Your instructions: Nothing is to be left out: repeat every entry exactly as given.

Information provided:
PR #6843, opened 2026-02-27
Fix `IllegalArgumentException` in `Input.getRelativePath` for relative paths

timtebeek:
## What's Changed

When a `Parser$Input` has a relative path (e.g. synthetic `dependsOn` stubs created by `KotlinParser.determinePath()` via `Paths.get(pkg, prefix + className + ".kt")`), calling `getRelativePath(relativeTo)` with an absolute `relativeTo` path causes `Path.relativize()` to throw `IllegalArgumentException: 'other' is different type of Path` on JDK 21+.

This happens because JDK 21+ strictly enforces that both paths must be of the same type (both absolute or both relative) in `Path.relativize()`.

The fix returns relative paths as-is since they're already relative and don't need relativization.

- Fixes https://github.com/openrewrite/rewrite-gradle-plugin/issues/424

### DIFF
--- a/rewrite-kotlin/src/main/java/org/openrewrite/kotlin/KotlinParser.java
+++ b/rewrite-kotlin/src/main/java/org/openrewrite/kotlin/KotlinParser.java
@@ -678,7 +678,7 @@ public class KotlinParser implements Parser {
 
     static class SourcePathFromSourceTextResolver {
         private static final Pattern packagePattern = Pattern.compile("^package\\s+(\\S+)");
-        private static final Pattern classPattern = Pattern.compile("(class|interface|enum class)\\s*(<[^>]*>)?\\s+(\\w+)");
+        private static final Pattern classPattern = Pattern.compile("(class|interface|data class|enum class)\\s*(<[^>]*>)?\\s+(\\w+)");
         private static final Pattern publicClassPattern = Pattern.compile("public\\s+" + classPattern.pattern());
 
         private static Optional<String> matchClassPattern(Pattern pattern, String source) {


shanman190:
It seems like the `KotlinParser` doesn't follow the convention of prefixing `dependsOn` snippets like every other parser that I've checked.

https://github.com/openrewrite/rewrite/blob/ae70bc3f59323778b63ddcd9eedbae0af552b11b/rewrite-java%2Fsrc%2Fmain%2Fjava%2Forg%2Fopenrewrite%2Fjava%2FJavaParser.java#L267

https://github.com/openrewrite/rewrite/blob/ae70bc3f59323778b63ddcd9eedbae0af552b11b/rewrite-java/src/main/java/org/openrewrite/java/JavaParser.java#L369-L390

Answer:
PR #6843, opened 2026-02-27
Fix `IllegalArgumentException` in `Input.getRelativePath` for relative paths

timtebeek:
## What's Changed

When a `Parser$Input` has a relative path (e.g. synthetic `dependsOn` stubs created by `KotlinParser.determinePath()` via `Paths.get(pkg, prefix + className + ".kt")`), calling `getRelativePath(relativeTo)` with an absolute `relativeTo` path causes `Path.relativize()` to throw `IllegalArgumentException: 'other' is different type of Path` on JDK 21+.

This happens because JDK 21+ strictly enforces that both paths must be of the same type (both absolute or both relative) in `Path.relativize()`.

The fix returns relative paths as-is since they're already relative and don't need relativization.

- Fixes https://github.com/openrewrite/rewrite-gradle-plugin/issues/424

### DIFF
--- a/rewrite-kotlin/src/main/java/org/openrewrite/kotlin/KotlinParser.java
+++ b/rewrite-kotlin/src/main/java/org/openrewrite/kotlin/KotlinParser.java
@@ -678,7 +678,7 @@ public class KotlinParser implements Parser {
 
     static class SourcePathFromSourceTextResolver {
         private static final Pattern packagePattern = Pattern.compile("^package\\s+(\\S+)");
-        private static final Pattern classPattern = Pattern.compile("(class|interface|enum class)\\s*(<[^>]*>)?\\s+(\\w+)");
+        private static final Pattern classPattern = Pattern.compile("(class|interface|data class|enum class)\\s*(<[^>]*>)?\\s+(\\w+)");
         private static final Pattern publicClassPattern = Pattern.compile("public\\s+" + classPattern.pattern());
 
         private static Optional<String> matchClassPattern(Pattern pattern, String source) {


shanman190:
It seems like the `KotlinParser` doesn't follow the convention of prefixing `dependsOn` snippets like every other parser that I've checked.

https://github.com/openrewrite/rewrite/blob/ae70bc3f59323778b63ddcd9eedbae0af552b11b/rewrite-java%2Fsrc%2Fmain%2Fjava%2Forg%2Fopenrewrite%2Fjava%2FJavaParser.java#L267

https://github.com/openrewrite/rewrite/blob/ae70bc3f59323778b63ddcd9eedbae0af552b11b/rewrite-java/src/main/java/org/openrewrite/java/JavaParser.java#L369-L390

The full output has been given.